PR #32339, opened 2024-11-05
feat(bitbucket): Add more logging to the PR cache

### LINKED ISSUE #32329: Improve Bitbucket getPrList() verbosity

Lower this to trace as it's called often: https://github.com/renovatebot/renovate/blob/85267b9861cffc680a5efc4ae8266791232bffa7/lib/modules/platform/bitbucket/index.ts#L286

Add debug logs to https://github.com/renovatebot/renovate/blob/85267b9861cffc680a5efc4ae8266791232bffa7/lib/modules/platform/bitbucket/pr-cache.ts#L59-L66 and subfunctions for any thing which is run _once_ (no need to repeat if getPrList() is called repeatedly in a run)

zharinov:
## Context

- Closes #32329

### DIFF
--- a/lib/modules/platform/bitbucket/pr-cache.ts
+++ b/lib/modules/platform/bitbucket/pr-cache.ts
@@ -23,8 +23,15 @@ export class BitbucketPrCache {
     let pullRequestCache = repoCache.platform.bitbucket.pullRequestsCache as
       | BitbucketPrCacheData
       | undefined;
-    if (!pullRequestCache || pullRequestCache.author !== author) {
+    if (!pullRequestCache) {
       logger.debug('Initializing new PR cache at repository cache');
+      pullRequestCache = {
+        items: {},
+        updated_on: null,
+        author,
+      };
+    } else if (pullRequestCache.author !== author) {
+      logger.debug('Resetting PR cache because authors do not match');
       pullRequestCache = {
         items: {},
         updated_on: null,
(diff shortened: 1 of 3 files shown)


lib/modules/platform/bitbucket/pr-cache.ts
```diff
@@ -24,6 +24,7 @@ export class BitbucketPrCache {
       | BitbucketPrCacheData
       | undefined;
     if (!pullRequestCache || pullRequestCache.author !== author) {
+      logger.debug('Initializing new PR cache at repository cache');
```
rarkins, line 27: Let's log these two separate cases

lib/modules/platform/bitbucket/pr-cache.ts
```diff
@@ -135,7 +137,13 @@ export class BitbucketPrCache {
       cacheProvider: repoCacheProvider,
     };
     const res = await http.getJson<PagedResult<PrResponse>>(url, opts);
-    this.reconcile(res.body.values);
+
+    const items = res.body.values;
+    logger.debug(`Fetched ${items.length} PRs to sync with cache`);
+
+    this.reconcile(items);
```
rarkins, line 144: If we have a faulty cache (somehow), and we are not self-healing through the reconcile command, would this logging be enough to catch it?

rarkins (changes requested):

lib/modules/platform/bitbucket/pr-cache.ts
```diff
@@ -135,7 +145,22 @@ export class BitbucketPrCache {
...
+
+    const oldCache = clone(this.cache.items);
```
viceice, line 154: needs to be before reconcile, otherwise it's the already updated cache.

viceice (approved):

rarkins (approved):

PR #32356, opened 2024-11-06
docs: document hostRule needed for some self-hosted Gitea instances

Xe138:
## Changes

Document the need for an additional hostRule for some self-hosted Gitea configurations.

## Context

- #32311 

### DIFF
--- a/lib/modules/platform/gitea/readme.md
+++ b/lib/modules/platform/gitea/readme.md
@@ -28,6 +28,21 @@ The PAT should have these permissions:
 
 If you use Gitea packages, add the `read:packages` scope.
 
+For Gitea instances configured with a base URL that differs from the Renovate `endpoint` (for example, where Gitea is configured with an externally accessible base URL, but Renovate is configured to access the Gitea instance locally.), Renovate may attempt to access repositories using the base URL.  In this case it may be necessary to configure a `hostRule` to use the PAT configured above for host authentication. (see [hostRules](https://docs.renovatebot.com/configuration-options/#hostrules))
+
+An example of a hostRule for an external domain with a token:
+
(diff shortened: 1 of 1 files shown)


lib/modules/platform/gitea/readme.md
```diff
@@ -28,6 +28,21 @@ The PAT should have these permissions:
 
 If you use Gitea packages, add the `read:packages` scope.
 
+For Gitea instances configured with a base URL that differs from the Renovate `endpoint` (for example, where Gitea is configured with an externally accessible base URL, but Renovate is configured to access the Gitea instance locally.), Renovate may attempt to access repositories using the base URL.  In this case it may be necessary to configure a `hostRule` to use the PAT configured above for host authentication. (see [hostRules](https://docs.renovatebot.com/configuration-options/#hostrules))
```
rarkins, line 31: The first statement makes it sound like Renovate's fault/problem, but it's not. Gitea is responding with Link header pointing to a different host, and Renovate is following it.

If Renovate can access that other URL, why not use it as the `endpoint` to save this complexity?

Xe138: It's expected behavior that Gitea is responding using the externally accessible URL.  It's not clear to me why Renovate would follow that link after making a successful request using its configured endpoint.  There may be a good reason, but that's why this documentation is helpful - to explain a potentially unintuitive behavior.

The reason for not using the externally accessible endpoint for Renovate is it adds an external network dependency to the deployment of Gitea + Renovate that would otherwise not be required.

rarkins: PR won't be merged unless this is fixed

##########

What to produce
Write out each line of the data that holds the string "hosted".

Task answer
docs: document hostRule needed for some self-hosted Gitea instances
Document the need for an additional hostRule for some self-hosted Gitea configurations.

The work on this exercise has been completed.